Exercise goal
Write out the following listing's lines from the one with "I do not use" to the one with "Clean up Packer", exactly, with both included and no others.

Input
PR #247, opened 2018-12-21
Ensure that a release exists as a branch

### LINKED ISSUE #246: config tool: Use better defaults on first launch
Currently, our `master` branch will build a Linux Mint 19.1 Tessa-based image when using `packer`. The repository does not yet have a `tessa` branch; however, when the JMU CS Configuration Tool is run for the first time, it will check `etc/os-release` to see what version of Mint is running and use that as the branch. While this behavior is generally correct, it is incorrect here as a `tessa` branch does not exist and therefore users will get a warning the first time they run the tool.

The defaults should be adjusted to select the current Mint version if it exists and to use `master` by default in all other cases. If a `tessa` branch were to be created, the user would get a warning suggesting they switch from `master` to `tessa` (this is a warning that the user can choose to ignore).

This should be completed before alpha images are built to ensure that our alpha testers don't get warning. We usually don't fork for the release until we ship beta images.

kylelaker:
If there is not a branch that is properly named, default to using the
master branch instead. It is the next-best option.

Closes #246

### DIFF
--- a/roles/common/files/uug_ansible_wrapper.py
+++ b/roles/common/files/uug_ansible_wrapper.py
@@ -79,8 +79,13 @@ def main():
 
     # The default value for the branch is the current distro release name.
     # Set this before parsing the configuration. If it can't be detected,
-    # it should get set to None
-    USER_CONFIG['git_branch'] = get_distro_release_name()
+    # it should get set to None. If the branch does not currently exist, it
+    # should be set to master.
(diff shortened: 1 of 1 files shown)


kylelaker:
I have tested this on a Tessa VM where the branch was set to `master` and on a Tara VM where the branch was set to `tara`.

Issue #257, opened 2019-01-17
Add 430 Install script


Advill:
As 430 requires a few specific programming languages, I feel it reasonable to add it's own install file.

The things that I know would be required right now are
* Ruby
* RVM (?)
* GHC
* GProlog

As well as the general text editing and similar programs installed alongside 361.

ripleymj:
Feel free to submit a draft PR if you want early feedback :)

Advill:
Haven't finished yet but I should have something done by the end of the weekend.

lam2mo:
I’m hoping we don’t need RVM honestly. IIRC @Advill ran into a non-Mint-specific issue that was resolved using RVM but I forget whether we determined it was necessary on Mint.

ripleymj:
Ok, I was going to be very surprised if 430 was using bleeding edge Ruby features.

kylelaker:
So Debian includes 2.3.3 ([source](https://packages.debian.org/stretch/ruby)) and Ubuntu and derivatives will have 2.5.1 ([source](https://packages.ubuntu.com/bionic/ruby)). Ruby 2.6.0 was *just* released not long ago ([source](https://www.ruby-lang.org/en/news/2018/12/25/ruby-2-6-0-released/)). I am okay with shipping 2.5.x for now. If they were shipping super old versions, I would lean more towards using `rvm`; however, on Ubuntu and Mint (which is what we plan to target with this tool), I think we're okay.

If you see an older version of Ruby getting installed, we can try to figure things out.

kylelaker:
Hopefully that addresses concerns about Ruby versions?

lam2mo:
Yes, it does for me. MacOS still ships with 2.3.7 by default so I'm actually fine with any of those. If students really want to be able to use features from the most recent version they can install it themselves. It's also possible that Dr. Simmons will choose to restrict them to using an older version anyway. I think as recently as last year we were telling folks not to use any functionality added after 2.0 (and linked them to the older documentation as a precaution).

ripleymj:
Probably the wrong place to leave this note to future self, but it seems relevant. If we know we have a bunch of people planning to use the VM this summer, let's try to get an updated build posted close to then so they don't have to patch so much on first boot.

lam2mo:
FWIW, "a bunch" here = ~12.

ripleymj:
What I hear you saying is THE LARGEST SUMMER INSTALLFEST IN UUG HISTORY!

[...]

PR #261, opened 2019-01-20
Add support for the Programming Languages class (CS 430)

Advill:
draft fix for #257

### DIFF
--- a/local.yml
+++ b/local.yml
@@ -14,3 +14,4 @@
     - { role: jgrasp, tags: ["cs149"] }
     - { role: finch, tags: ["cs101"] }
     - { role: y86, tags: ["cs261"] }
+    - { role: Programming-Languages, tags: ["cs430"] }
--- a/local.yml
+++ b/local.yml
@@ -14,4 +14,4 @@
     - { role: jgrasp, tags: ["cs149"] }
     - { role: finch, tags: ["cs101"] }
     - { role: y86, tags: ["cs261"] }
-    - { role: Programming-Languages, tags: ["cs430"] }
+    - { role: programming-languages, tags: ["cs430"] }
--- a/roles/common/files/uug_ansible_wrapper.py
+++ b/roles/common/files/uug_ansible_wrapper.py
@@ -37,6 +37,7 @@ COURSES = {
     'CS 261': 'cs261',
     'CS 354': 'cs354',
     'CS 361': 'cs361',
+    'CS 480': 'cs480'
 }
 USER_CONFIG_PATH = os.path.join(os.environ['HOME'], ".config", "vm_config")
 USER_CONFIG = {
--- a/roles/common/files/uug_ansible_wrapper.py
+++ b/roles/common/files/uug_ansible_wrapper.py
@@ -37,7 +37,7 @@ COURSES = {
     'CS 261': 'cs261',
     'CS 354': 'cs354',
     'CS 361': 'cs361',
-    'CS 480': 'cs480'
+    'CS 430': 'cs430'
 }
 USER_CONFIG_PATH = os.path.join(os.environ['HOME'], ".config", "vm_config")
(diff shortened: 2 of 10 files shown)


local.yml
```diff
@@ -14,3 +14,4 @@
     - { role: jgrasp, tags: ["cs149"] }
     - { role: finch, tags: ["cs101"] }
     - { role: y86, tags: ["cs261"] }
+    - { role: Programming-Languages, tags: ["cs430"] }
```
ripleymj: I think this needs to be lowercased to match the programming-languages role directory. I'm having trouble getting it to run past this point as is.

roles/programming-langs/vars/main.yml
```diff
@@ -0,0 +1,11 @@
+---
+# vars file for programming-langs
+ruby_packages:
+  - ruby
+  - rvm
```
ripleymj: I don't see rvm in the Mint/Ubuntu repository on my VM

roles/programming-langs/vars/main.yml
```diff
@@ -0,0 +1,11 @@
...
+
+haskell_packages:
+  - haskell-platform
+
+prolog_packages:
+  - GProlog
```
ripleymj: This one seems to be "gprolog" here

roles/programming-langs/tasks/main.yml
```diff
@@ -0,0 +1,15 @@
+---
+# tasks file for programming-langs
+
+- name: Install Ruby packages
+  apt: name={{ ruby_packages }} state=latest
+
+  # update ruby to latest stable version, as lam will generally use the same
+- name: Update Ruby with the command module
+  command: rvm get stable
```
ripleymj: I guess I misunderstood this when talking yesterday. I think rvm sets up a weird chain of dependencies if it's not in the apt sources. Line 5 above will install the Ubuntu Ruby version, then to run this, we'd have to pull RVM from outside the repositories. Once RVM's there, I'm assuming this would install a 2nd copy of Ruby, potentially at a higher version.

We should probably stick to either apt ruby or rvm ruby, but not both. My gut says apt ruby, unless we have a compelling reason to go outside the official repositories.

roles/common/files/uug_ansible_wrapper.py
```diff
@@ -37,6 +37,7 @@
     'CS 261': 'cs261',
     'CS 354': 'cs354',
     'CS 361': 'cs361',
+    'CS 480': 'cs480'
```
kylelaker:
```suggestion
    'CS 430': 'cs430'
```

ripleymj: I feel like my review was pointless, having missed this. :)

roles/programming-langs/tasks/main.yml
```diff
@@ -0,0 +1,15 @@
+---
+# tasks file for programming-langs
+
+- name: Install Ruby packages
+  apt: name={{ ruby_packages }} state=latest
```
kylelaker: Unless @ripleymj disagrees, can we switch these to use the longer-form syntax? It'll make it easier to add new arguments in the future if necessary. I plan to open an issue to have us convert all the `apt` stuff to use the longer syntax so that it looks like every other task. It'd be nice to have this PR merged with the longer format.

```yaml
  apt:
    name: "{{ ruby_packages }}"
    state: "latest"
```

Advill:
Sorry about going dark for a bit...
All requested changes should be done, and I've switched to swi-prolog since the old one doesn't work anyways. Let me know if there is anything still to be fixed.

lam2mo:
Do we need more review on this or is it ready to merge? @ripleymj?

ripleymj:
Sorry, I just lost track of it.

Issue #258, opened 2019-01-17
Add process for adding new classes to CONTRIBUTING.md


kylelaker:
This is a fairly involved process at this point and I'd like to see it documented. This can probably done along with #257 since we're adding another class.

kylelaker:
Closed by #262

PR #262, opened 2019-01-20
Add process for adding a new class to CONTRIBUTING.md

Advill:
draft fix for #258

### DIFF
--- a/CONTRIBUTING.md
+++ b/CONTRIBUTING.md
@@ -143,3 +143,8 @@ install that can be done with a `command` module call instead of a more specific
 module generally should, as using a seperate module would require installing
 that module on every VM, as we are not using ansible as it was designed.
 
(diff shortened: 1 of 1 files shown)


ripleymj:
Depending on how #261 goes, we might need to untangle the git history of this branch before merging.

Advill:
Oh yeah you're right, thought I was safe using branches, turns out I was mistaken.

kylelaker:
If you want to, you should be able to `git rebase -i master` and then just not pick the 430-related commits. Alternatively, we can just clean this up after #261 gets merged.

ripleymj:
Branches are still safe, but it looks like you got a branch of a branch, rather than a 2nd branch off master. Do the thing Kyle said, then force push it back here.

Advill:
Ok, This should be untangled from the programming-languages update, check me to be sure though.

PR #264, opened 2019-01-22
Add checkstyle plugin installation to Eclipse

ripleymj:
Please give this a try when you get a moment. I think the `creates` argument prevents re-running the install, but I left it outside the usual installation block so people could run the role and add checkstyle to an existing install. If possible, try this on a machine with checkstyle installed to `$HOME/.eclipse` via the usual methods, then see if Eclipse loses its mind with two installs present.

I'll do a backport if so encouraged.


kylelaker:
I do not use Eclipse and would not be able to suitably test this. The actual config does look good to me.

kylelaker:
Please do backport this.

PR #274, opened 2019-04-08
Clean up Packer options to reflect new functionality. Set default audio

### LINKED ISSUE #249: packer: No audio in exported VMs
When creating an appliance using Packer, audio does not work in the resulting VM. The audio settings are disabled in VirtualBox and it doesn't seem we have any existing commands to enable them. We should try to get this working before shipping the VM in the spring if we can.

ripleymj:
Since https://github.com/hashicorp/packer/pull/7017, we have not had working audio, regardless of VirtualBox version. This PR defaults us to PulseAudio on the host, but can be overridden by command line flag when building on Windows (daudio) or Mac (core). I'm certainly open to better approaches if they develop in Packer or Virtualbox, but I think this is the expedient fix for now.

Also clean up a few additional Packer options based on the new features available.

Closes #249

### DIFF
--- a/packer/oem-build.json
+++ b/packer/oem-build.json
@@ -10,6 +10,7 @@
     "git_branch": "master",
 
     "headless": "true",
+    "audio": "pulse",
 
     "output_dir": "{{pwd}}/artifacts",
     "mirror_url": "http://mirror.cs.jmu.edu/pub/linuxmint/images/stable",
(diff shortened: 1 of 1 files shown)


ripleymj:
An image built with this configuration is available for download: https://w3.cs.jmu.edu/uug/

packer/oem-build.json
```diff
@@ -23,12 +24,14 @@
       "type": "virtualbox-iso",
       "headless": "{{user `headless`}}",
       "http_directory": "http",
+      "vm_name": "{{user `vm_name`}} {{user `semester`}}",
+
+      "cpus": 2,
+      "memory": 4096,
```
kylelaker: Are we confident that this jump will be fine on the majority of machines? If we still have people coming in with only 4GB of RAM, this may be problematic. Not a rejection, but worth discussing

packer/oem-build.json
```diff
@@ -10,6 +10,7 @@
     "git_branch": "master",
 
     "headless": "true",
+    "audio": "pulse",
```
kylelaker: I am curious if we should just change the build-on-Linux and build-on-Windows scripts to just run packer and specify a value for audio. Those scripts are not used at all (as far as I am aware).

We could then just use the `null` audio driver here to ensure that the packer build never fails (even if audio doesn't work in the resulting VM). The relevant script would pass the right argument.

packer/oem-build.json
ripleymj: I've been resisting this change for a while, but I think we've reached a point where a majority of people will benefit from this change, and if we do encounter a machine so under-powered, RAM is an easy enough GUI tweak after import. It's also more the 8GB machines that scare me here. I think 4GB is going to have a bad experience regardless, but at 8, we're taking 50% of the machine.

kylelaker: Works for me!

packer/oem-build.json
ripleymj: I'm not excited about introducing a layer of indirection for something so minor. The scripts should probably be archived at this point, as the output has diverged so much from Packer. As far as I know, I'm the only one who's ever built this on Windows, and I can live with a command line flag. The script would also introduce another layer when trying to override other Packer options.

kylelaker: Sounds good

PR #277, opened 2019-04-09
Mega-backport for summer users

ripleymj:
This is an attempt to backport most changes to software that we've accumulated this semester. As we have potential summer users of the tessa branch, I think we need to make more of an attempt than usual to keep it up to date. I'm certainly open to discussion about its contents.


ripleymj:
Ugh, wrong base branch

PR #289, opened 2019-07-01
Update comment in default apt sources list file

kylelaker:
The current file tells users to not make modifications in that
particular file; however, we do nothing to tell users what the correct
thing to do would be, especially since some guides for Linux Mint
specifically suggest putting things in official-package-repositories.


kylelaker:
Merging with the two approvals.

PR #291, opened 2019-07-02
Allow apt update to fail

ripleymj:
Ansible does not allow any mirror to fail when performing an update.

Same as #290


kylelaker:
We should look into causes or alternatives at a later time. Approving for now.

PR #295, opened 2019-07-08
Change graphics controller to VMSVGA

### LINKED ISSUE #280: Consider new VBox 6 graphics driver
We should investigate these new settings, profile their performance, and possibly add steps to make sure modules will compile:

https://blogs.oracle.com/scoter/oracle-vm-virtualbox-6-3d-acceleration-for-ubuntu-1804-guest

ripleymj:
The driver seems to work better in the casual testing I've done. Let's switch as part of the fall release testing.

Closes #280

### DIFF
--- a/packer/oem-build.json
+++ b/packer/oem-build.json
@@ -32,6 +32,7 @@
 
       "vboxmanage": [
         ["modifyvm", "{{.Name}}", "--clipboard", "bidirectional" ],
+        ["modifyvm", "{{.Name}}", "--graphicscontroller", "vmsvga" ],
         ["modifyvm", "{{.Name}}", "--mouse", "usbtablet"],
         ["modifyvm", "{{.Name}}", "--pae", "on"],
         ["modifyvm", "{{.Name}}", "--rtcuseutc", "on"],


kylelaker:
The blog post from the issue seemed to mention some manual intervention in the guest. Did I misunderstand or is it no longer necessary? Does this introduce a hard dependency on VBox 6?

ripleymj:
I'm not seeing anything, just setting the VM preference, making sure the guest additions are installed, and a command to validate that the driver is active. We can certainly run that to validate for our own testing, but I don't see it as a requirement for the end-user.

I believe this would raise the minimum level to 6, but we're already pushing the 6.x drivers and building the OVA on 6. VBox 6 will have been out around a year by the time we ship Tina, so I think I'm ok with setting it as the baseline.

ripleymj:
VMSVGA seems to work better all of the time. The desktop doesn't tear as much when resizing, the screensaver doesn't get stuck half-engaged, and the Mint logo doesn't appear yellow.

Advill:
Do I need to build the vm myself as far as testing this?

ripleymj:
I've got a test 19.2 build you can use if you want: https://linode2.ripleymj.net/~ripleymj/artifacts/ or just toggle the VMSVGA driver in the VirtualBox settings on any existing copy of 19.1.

Final answer
I do not use Eclipse and would not be able to suitably test this. The actual config does look good to me.

kylelaker:
Please do backport this.

PR #274, opened 2019-04-08
Clean up Packer options to reflect new functionality. Set default audio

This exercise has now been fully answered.